Twenty-four consecutive trials treating 683 patients between October 1, 2004, and June 30, 2008, at MD Anderson Cancer Center were analyzed. Patients were assigned to a low-dose (<or=25% MTD), medium-dose (25-75% MTD), or high-dose (>or=75% MTD) group, and groups were compared for response rate, time-to-treatment failure, progression-free survival, overall survival, and toxicity. To remove negatively biasing data from the high-dose group, in a second analysis, patients treated above the MTD were excluded (high-dose group, 75-100% MTD). Of the 683 patients, 97.7% received targeted agents.
Even when excluding patients above the MTD, there was an early trend favoring the low- versus high-dose group in time-to-treatment failure, with 32.9% versus 25.2% of patients on therapy at 3 months (P = 0.08). In addition, the low-dose group fared at least as well as the other groups in all other outcomes, including response rate, progression-free survival, overall survival, and toxicity.
These data may help alleviate concerns that patients who receive low drug doses on contemporary phase I oncology trials fare worse and suggest targeted agents may have different dose-response relationships than cytotoxic chemotherapies.
为了安全地评估新药,在 I 期肿瘤学研究的初始队列中,癌症患者接受低剂量药物。剂量逐渐增加,直到确定最大耐受剂量(MTD)。由于传统化疗在接近 MTD 时通常更有效,因此人们对给 I 期患者给予低剂量药物提出了伦理方面的担忧。然而,现在相当一部分肿瘤学试验都在研究靶向药物,这些药物的剂量反应关系可能与细胞毒性化疗药物不同。

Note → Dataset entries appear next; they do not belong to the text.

PR #5799, opened 2016-06-22
Remove trailing spaces in strings

UniQP:


UniQP:
Should I also remove the space in the translations or should this be handled via crowdin?

SammysHP:
This might invalidate the matching translations. Maybe there is a better way. @rsudev?

rsudev:
It will invalidate the translations, but those can be easily re-attached (and checked for spaces at the same time). I can do that right after the import to crowdin.

rsudev:
Rebased and merged locally.

PR #5806, opened 2016-06-30
Fix checkstyle warnings

UniQP:


Bananeweizen:
I'll add checkstyle to the eclipse setup to avoid that.

PR #5808, opened 2016-07-02
fix #5760 wrong marker when canceling store

### LINKED ISSUE #5760: cancelling storing leads to wrong markers
- Start downloading an online search result list
- Cancel at some point in between

The online search result list is refreshed and _all_ caches have the offline marker. But in fact, not all have been stored. When randomly clicking caches from the list now, some open immediately, and some will be downloaded first (the ones we cancelled).

pstorch:
moved the assignment of the (new) lists into the store method

### DIFF
--- a/main/src/cgeo/geocaching/CacheListActivity.java
+++ b/main/src/cgeo/geocaching/CacheListActivity.java
@@ -112,6 +112,7 @@ import java.util.Collection;
 import java.util.Collections;
 import java.util.Deque;
 import java.util.HashMap;
+import java.util.HashSet;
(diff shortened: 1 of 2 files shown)


pstorch:
A geokrety Test fails. I don't think it is related to my changes. I can have a look tomorrow.

kumy:
@pstorch GKM api seems down. I ll look at it. Thanks for pointing this.

kumy:
CI: test please

kumy:
test this please

pstorch:
@kumy thanks

PR #5825, opened 2016-07-13
fix #5710: use toast if no connector is active for search

### LINKED ISSUE #5710: several searches have zero results if no connector active
Disable all cache connectors (I had this by accident after a previous debug session). Search by address, search nearest etc. will return zero results.

I suggest that we show an error message for each search, that does not directly lookup a geocode. Cause to my knowledge we only support geocode lookup with disabled connectors. We could also add a warning on the main activity where the login state is shown, but this would potentially be wrong forusers that want to cache completely offline (e.g. by means of importing GPX or whatever, but never using online search).

samueltardieu:


samueltardieu:
@Bananeweizen Is that what you had in mind? Feel free to merge if it is.

PR #5829, opened 2016-07-13
Prevent subscriptions from capturing their environment

samueltardieu:
It is possible that custom unsubscriptions methods reference an outer
class. In this case, unless the subscription has been itself added to a
CompositeSubscription, it may be kept referenced even after being
unsubscribed.

By nulling or emptying the subscriptions after unsubscribing, we prevent
such references from being captured. Such references were detected by
LeakCanary.


samueltardieu:
Retest this please

samueltardieu:
Retest this please

PR #5835, opened 2016-07-16
Make "Found" status in GPX exports optional

auricgoldfinger:
When you export a cache or a list of caches to GPX, then all data is exported, including the "found" status of the cache, obviously indicating that you have found the cache.

However, when you want to export a cache or a list of caches so that a friend can import them (in any application) then this status is only confusing. It is not guaranteed that he found the same caches as well.

This change adds a checkbox to the "export to GPX" dialog to include/exclude the Found status. When checked (default), the sym tag of the exported GPX will contain the text "Geocache Found" for geocaches that were found. When unchecked, the sym tag of the exported GPX will always show "Geocache" and thus omits the word "Found". 

include_found_status


Bananeweizen:
ok to test

main/res/values/preference_keys.xml
```diff
@@ -128,6 +128,7 @@
     <string translatable="false" name="pref_settingsversion">settingsversion</string>
     <string translatable="false" name="pref_trackableaction">trackableaction</string>
     <string translatable="false" name="pref_shareafterexport">shareafterexport</string>
+    <string translatable="false" name="pref_includefoundstatus">includefoundstatus</string>
```
samueltardieu: Do not include translations in your patch, those are handled through crowdin.net.

main/src/cgeo/geocaching/export/GpxExport.java
```diff
@@ -96,11 +96,15 @@ private Dialog getExportDialog(final String[] geocodes, final Activity activity)
         final CheckBox shareOption = ButterKnife.findById(layout, R.id.share);
         shareOption.setChecked(Settings.getShareAfterExport());
 
+        final CheckBox includeFoundStatus = ButterKnife.findById(layout, R.id.include_found_status);
+        includeFoundStatus.setChecked(Settings.getIncludeFoundStatus());
```
samueltardieu: Note: check if this is needed or if the default state can be set in the layout itelf (same for "share").

main/res/values-nl/strings.xml
```diff
@@ -558,6 +558,7 @@
   <string name="init_maptrail">Pad tonen</string>
   <string name="init_summary_maptrail">Laat pad op kaart zien</string>
   <string name="init_share_after_export">Open deel-menu na GPX export</string>
+  <string name="init_include_found_status">\"Gevonden\" status mee exporteren</string>
```
samueltardieu: Do not include translations in your patch, those are handled through crowdin.net.

auricgoldfinger: Ok, removed.

samueltardieu:
Thanks for your contribution.

PR #5843, opened 2016-07-20
Use == to compare enumerations

UniQP:


UniQP:
The codacy issue is a bug:

- http://stackoverflow.com/questions/30916139/pmd-warns-use-equals-to-compare-object-references-when-comparing-enums
- https://sourceforge.net/p/pmd/bugs/1028/

PR #5846, opened 2016-07-20
Simplify angle normalization

UniQP:


samueltardieu:
What problem does it solve exactly? From what I can tell, no new test has been introduced.

UniQP:
What commit are you talking about?

UniQP:
I added an additional test that would fail with `assertThat`. I hope that's what you asked for.

main/src/cgeo/geocaching/utils/AngleUtils.java
```diff
@@ -35,7 +35,8 @@ public static float difference(final float from, final float to) {
      * @return the same angle in the [0, 360[ range
      */
     public static float normalize(final float angle) {
-        return (angle >= 0 ? angle : (360 - ((-angle) % 360))) % 360;
+        final float mod = angle % 360;
+        return mod >= 0 ? mod : (mod + 360) % 360;
```
samueltardieu: Is the `% 360` needed here?

UniQP: Yes, because -Float.MIN_VALUE + 360 becomes 360, which is not within the desired interval.

samueltardieu: Indeed.

PR #9272, opened 2020-10-24
fix #9266: prevent parsing waypoints to type 'own'

### LINKED ISSUE #9266: Waypoint type changes  if personal note is involved
Just had this problem (not tested if reroducible or the dependencies):
2020.10.23-NB on Android 11

- Open GC236A2
- Swipe to waypoint tab
- Add wayppoint with coordinates and Save (Default type: Referencepoint)
- Swipe to cache details
- Select to copy waypoint to personal note
- Swipe to waypoint tab
- Click on waypoint created before to edit it

Result:
- Waypoint type changes to Parking

eddiemuc:
fix #9266: prevent parsing waypoints to type 'own'
Waypoints of type "reference Point" with name "reference point" in it where accidentally parsed as wptype "own" because it uses the same translated name. This lead to such waypoints becoming "own" when parsing them repeatedly from PN. This leads to switch type to "Parking" in waypoint edit dialog because "own" is not an allowed type in that list.

Prevented this by not allowing "own" (and "Original") as parsed wptypes any more. All allowed wptypes in parsing have different translations now

### DIFF
--- a/main/src/cgeo/geocaching/enumerations/WaypointType.java
+++ b/main/src/cgeo/geocaching/enumerations/WaypointType.java
@@ -66,14 +66,20 @@ public enum WaypointType {
     }
 
     @NonNull
-    public static final List<WaypointType> ALL_TYPES_EXCEPT_OWN_AND_ORIGINAL = orderedWaypointTypes();
+    public static final List<WaypointType> ALL_TYPES = orderedWaypointTypes(false);
+    @NonNull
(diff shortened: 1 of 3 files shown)


eddiemuc:
I have problems running cgeo unit tests locally since last Gradle upgrade, will fix this PR as soon as I fix up my local IDE

eddiemuc:
Update: thought too short on this fix. The right way to do this is to give the different aspects on how to get waypoint type from text a clear priority, which I did now with latest change. Also, I made sure that if multiple (x) ae found, only the last one counts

对 2004 年 10 月 1 日至 2008 年 6 月 30 日期间在 MD 安德森癌症中心进行的 24 项连续试验共 683 例患者进行了分析。将患者分为低剂量(≤25% MTD)、中剂量(25%-75% MTD)或高剂量(≥75% MTD)组,并对各组的反应率、治疗失败时间、无进展生存期、总生存期和毒性进行比较。为了消除高剂量组中存在的负偏数据,在第二次分析中,排除了接受 MTD 以上剂量治疗的患者(高剂量组,75%-100% MTD)。在 683 例患者中,97.7%接受了靶向药物治疗。
即使排除接受 MTD 以上剂量的患者,在治疗失败时间方面,低剂量组仍较高剂量组有早期趋势,3 个月时仍有 32.9%和 25.2%的患者接受治疗(P = 0.08)。此外,低剂量组在所有其他结局方面至少与其他组一样,包括反应率、无进展生存期、总生存期和毒性。
这些数据可能有助于缓解人们的担忧,即接受当代 I 期肿瘤学试验低剂量药物的患者预后较差,并表明靶向药物的剂量反应关系可能与细胞毒性化疗药物不同。